What does it mean to crush the day? This is the simple question Fraser asks himself: “What can I do today that’s going to put me where I want to be in a year?” This is an elegant way to find solutions to problems: actionable, flexible, and long term.
We cannot be courageous enough to seek out our weaknesses when our self-worth is tied to winning. It’s too distracting and uncomfortable. We’re wired to avoid discomfort, and we avoid it by complaining, blaming, labeling, making excuses, or hiding. Becoming comfortable with looking at our weaknesses requires shifting our self-worth from winning to our effort, and this trains us to focus on what we can control.
How Can We Apply These Lessons Ourselves?

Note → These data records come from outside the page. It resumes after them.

PR #105, opened 2020-07-22
Allow passing `implicit_typenames` header; fix query codec caching

1st1:
* Allow passing a special 'parse' header to include the special __tname__
  computable;

* Fix the query cache to account for expected cardinality, implicit
  limit, and for implicit type names.


edgedb/protocol/protocol.pyx
```diff
@@ -80,14 +80,22 @@ cdef class QueryCodecsCache:
     def __init__(self, *, cache_size=1000):
         self.queries = LRUMapping(maxsize=cache_size)
 
-    cdef get(self, str query, IoFormat io_format):
-        return self.queries.get((query, io_format), None)
+    cdef get(
+        self, str query, IoFormat io_format,
```
elprans, line 84: fwiw, I prefer the `name: type` style for consistency with Python source.

1st1: Somehow it didn't work for me here (I really tried). But I'll be refactoring this code anyways.

elprans (approved):

PR #106, opened 2020-07-28
Use updated name for `create_async_pool()` in docs

ambv:


ambv:
Sure. Updated the docstrings. The code in tests is unrelated, it's got a local method called `create_pool` which is referenced in tests. Now it's actually better for it to be called that since it's not an async function so now it's clearly differentiated from `create_async_pool`.

1st1:
> since it's not an async function

Which is a bit of an anti-pattern :)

Self-reflection and ownership are skills of an elite mindset. Fraser took 2nd at the Games in 2014 and was ecstatic, while the same result the following year led to a depression. He sat down with a notebook to explore this and found that the 2015 results “reflected the work [he] put in. All the cut corners” added up. This was humbling and painful, yet it served as the catalyst for his dominance. Athletes who are willing to reflect in this way and to take ownership of their mistakes will far exceed those who avoid it.
With the 2021 CrossFit Open beginning in March, athletes have the opportunity to apply these lessons to their competition experience and their training for the coming year. Post-Open, look at the leaderboard. What was your weakest event and why? Create a plan to improve on that weakness over the coming year. Give yourself the opportunity to check off “Did I crush today?” String 364 of those days together, and you’ll leave no doubt that you gave it your best effort.
[Related: How to prepare for the CrossFit Open.]
Make it a practice to ask yourself every day, “what can I do today to get me where I want to be a year from now?” Sometimes the answer is to practice something uncomfortable, sometimes the answer is to rest or recover better, sometimes the answer is to seek an experts’ knowledge. Confidence and pride come from focusing on what we have control over, the courage to see ourselves as we truly are, and the humility to know when we need guidance.